Yes I wasn't careful enough in my writing. I mean to say that monoculture allows you to optimize around your values. Lowest common denominator sounds too judgmental but I mean it in the set-theory kind of way. I probably should just have said "common values".

what would happen if 10 million Japanese moved to Bangladesh, making it more multicultural? Would it be a less "efficient" culture?

Yes, I think there would be certain generalizations that you could no longer depend on being true. I don't know what they would be. Maybe it would be better, maybe worse. Maybe it would be you would have to order a wider variety of food at your wedding to make everyone happy. I don't know. I would say that's a reduction in efficiency.

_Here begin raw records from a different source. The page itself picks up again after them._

PR #156, opened 2018-11-09
Adjusting message_tree_model for ros2

brawner:
Here is one solution to addressing the missing _type field in generated python message files. This PR lets me get rqt_publisher to work. It checks to make sure the assumed property name exists and if it doesn't it will use the slot name, which currently start with underscores.

### DIFF
--- a/rqt_py_common/src/rqt_py_common/message_tree_model.py
+++ b/rqt_py_common/src/rqt_py_common/message_tree_model.py
@@ -62,6 +62,18 @@ class MessageTreeModel(QStandardItemModel):
     def _get_data_items_for_path(self, slot_name, slot_type_name, slot_path, **kwargs):
         return (QStandardItem(slot_name), QStandardItem(slot_type_name), QStandardItem(slot_path))
 
+    def _get_property_name(self, slot_name, message_instance):
+        # slots start with an underscore
+        property_name = slot_name[1:]
+
+        # In ROS2 the user friendly name is a property, check to make sure that field exists
+        if hasattr(message_instance.__class, property_name) and \
+                isinstance(getattr(message_instance.__class__, property_name), property):
+            return property_name
+
+        # Otherwise, we'll just use the slot name
+        return slot_name
+
     def _recursive_create_items(self, parent, slot, slot_name, slot_type_name, slot_path, **kwargs):
         row = []
         for item in self._get_data_items_for_path(slot_name, slot_type_name, slot_path, **kwargs):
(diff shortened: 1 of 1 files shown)


rqt_py_common/src/rqt_py_common/message_tree_model.py
```diff
@@ -70,13 +82,14 @@ def _recursive_create_items(self, parent, slot, slot_name, slot_type_name, slot_
             row.append(item)
 
         is_leaf_node = False
-        # TODO(mlautman): Work around missing _slot_types in new msg types
```
mlautman: I actually fixed this with https://github.com/ros2/rosidl_python/pull/19

mlautman, line 73: I actually fixed this with https://github.com/ros2/rosidl_python/pull/19 

I thought I had told you about that but maybe not... We need a good system for communicating things like this. Also we should start sharing the repos file for testing so that we are both building/testing against the same ros2 env

rqt_py_common/src/rqt_py_common/message_tree_model.py
```diff
@@ -62,6 +62,18 @@ def _get_toplevel_items(self, index_list):
     def _get_data_items_for_path(self, slot_name, slot_type_name, slot_path, **kwargs):
         return (QStandardItem(slot_name), QStandardItem(slot_type_name), QStandardItem(slot_path))
 
+    def _get_property_name(self, slot_name, message_instance):
```
mlautman, line 65: no need to pass in self. Could be a static function

rqt_py_common/src/rqt_py_common/message_tree_model.py
```diff
@@ -62,6 +62,18 @@ def _get_toplevel_items(self, index_list):
...
+        # slots start with an underscore
+        property_name = slot_name[1:]
+
+        # In ROS2 the user friendly name is a property, check to make sure that field exists
+        if hasattr(message_instance.__class, property_name) and \
```
mlautman, line 70: \_\_class\_\_

rqt_py_common/src/rqt_py_common/message_tree_model.py
```diff
@@ -62,6 +62,18 @@ def _get_toplevel_items(self, index_list):
     def _get_data_items_for_path(self, slot_name, slot_type_name, slot_path, **kwargs):
         return (QStandardItem(slot_name), QStandardItem(slot_type_name), QStandardItem(slot_path))
 
+    def _get_property_name(self, slot_name, message_instance):
+        # slots start with an underscore
+        property_name = slot_name[1:]
```
mlautman, line 67: You shouldn't hardcode this without first checking. First check the length >1 and that the first character is an underscore.

rqt_py_common/src/rqt_py_common/message_tree_model.py
```diff
@@ -70,13 +82,14 @@ def _recursive_create_items(self, parent, slot, slot_name, slot_type_name, slot_
...
         is_leaf_node = False
-        # TODO(mlautman): Work around missing _slot_types in new msg types
-        if hasattr(slot, '__slots__') and hasattr(slot, '_slot_types'):
-            for child_slot_name, child_slot_type in zip(slot.__slots__, slot._slot_types):
-                child_slot_path = slot_path + '/' + child_slot_name
-                child_slot = getattr(slot, child_slot_name)
+        if hasattr(slot, '__slots__'):
+            for child_slot_name in slot.__slots__:
+                child_property_name = self._get_property_name(child_slot_name, slot)
+                child_slot_type = type(getattr(slot, child_property_name)).__name__
```
mlautman, line 88: This returns list when what we actually want is `rqt_py_common/Val[5]` I already fixed this and implemented the solution in a pr to rosidl_python

mlautman (changes requested):

brawner:
Closing in favor of https://github.com/ros2/rosidl_python/pull/19

PR #158, opened 2018-11-10
Get field types

mlautman:
This pr includes #155 

New commit: 3b61b6e

This implements the get_field_type method.
This also causes the rqt_py_common package to depend on ros2cli packages to make use of the daemon node for getting topics and message types. Ideally this functionality will get split out of ros2cli in the future so that the RQT package no longer depends on a cli package. 

https://ci.ros2.org/job/ci_linux/5512/

### DIFF
--- a/rqt_py_common/src/rqt_py_common/topic_helpers.py
+++ b/rqt_py_common/src/rqt_py_common/topic_helpers.py
@@ -46,8 +46,15 @@ def get_topic_names_and_types(node=None):
     If node is None, then this method will create a node, use it to get topic
     information and then destroy the node.
     """
+    # TODO(mlautman): Replace this approach with the daemon approach used by ros2cli
+    logger = logging.get_logger('get_topic_names_and_types')
     if node is not None:
-        return node.get_topic_names_and_types()
+        try:
+            return node.get_topic_names_and_types()
+        except ValueError:
+            logger.warn('method called with an invalid node!')
+    else:
+        logger.warn('calling get_topic_names_and_types without passing in a node is really slow!')
 
     import rclpy
     shutdown_rclpy = False
--- a/rqt_py_common/src/rqt_py_common/topic_helpers.py
+++ b/rqt_py_common/src/rqt_py_common/topic_helpers.py
@@ -55,7 +55,7 @@ def get_topic_names_and_types(node=None):
         shutdown_rclpy = True
         rclpy.init()
 
-    node = rclpy.create_node("TopicHelpers__get_topic_names_and_types")
+    node = rclpy.create_node('TopicHelpers__get_topic_names_and_types')
 
     # Give the node time to learn about the graph
     rclpy.spin_once(node, timeout_sec=0.5)
@@ -69,22 +69,28 @@ def get_topic_names_and_types(node=None):
     return topic_list
 
 
-_message_class_cache = {}
+_message_class_cache = {}  # noqa
 def get_message_class(message_type):
-    logger = logging.get_logger("get_message_class")
+    """
+    get_message_class: gets the message class from a string representation.
+
+    @param message_type: the type of message in the form `msg_pkg/Message`
+    @type message_type: str
+    """
+    logger = logging.get_logger('get_message_class')
     if message_type in _message_class_cache:
         return _message_class_cache[message_type]
 
-    message_info = message_type.split("/")
+    message_info = message_type.split('/')
     if len(message_info) == 2:
         package = message_info[0]
         base_type = message_info[1]
     elif len(message_info) == 1:
-        package = "std_msgs"
+        package = 'std_msgs'
         base_type = message_info[0]
     else:
         logger.error(
-            "Malformed message_type passed into get_message_class: {}".format(
+            'Malformed message_type passed into get_message_class: {}'.format(
                 message_type))
         return None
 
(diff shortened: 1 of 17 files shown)


rqt_py_common/src/rqt_py_common/topic_helpers.py
```diff
@@ -46,130 +50,259 @@ def get_topic_names_and_types(node=None):
...
-    #     return None, False
-
-    # slot_path = topic_name[len(real_topic_name):]
-    # return get_slot_type(message_class, slot_path)
-    pass
+    topic_names_and_types = get_topic_names_and_types(node=node)
+    return _get_field_type(topic_names_and_types, target)
+
+
+
```
brawner: Should be two lines of space between functions

rqt_py_common/src/rqt_py_common/topic_helpers.py
```diff
@@ -46,130 +50,259 @@ def get_topic_names_and_types(node=None):
...
+def _get_field_type(topic_names_and_types, target):  # noqa
+    """
+    Testable helper function for get_field_type.
+    """
+    logger = logging.get_logger('topic_helpers._get_field_type')
+    for name, types in topic_names_and_types:
```
brawner, line 204: It would probably be faster turn this into a dictionary and just check if the dictionary contains the key. This is already a list of (name, types) tuples, so a making a dict is straight forward.

rqt_py_common/src/rqt_py_common/topic_helpers.py
```diff
@@ -46,130 +50,259 @@ def get_topic_names_and_types(node=None):
...
+        try:
+            return node.get_topic_names_and_types()
+        except ValueError:
+            logger.warn('method called with an invalid node!')
 
-    node.destroy_node()
-    if shutdown_rclpy:
-        rclpy.shutdown()
+    else:
+        with NodeStrategy([]) as node:
```
brawner: This throws an exception of rclpy is already initialized, but a node has not been passed in as an argument.

rqt_py_common/src/rqt_py_common/topic_helpers.py
```diff
@@ -189,6 +322,6 @@ def get_slot_type(message_class, slot_path):
     for field_name in fields:
         slot_class_name = message_class._slot_types[message_class.__slots__.index(field_name)]
         is_array = slot_class_name.find('[') >= 0
-        message_class = get_message_class(slot_class_name[:slot_class_name.find('[')])
+        message_class = get_type_class(slot_class_name[:slot_class_name.find('[')])
```
brawner, line 267: This creates an off-by-one error if find returns -1.

rqt_py_common/src/rqt_py_common/topic_helpers.py
```diff
@@ -46,130 +50,259 @@ def get_topic_names_and_types(node=None):
...
-    elif type_name in ["bool"]:
+    if type_name in ['bool', 'boolean']:
         return bool
 
-    else:
-        return None
+    return None
 
 
-def get_field_types(topic_name):
```
brawner, line 142: Why remove this? What if someone wants all the types?

brawner (changes requested):

rqt_py_common/src/rqt_py_common/topic_helpers.py
brawner: Nevermind, I get what this is trying to do.

rqt_py_common/src/rqt_py_common/topic_helpers.py
```diff
@@ -46,130 +50,259 @@ def get_topic_names_and_types(node=None):
...
+
+                # Iterate through the message types on the given topic and see if any match the
+                # path that was provided
+                for msg_type_str in types:
+                    try:
+                        msg_class = get_message_class(msg_type_str)
+
+                        # If the message type is a simple type eg: float, then it can't be an array
+                        if _is_primative_type(msg_type_str):
+                            return msg_class, False
```
brawner, line 239: ```get_field_type``` is supposed to return the Python type of a field, not the full message class. For example, /chatter/_data resolves to std_msgs.msg._string.String

rqt_py_common/src/rqt_py_common/topic_helpers.py
brawner: You're also calling .find twice here. You can just store the result of the first one to a variable

rqt_py_common/src/rqt_py_common/topic_helpers.py
mlautman: The original implementation was get_field_type. https://github.com/ros-visualization/rqt/blob/ffcab927b4c1a1b359e269012057b3048a9af685/rqt_py_common/src/rqt_py_common/topic_helpers.py#L50

mlautman:
Closing since the changes got mixed into #155. That PR will now contain both some cleanup and this new feature

rqt_py_common/src/rqt_py_common/topic_helpers.py
mlautman: Good catch. Addressed in a separate PR

rqt_py_common/src/rqt_py_common/topic_helpers.py
mlautman: Addressed in a separate PR

rqt_py_common/src/rqt_py_common/topic_helpers.py
mlautman: Addressed in a separate PR

rqt_py_common/src/rqt_py_common/topic_helpers.py
mlautman: Addressed in #155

I am aware of racism here and I don't think it's good. I don't think Japanese companies are economically efficient but they pretty good at reflecting Japanese values. I eat a restricted diet and it's an inconvenience that people assume that I just eat the standard issue Japanese cuisine. A lot of people complain about that but I understand why it is that way.

I don't see what is so controversial about what I'm trying to say. I'm saying that having to always be tolerant for the way other people do things trades something off compared to living where everyone already does things mostly the way you would.



I think I grok your meaning of "efficiency" now; I'm definitely not suggesting you are an intolerant person.

I would politely challenge, however, the idea that there's roughly equal virtue between Brooklyn-style embraced diversity vs Japan-style conformity. Not only does multiculturalism have a genuine moral attractiveness, which should not be dismissed, it makes for a stronger, more resilient country over the long term. Fresh ideas, fresh values, fresh labor, fresh taxpayers, fresh consumers, fresh inventors and indeed fresh culture are stengths that have been indispensable in allowing the U.S. to overcome its many deep (and often chronic) flaws and attain the level of economic and cultural success that it has. Similarly, a tendency toward xenophobia has hampered Japan's many intrinsic strengths, which have nevertheless been strong enough to set the country as an (oft misinterpreted) example of How To Win.

TLDR: Monoculture is a harmful, false optimization at the national level (though quite useful within, say, an apartment, church or startup incubator).


This reminded me of a quote from Shirow Masamune's Ghost In The Shell:

"No matter how powerful we may be fighting-wise, a system where all the parts react the same way is a system with a fatal flaw. Like individual, like organization. Overspecialization leads to death."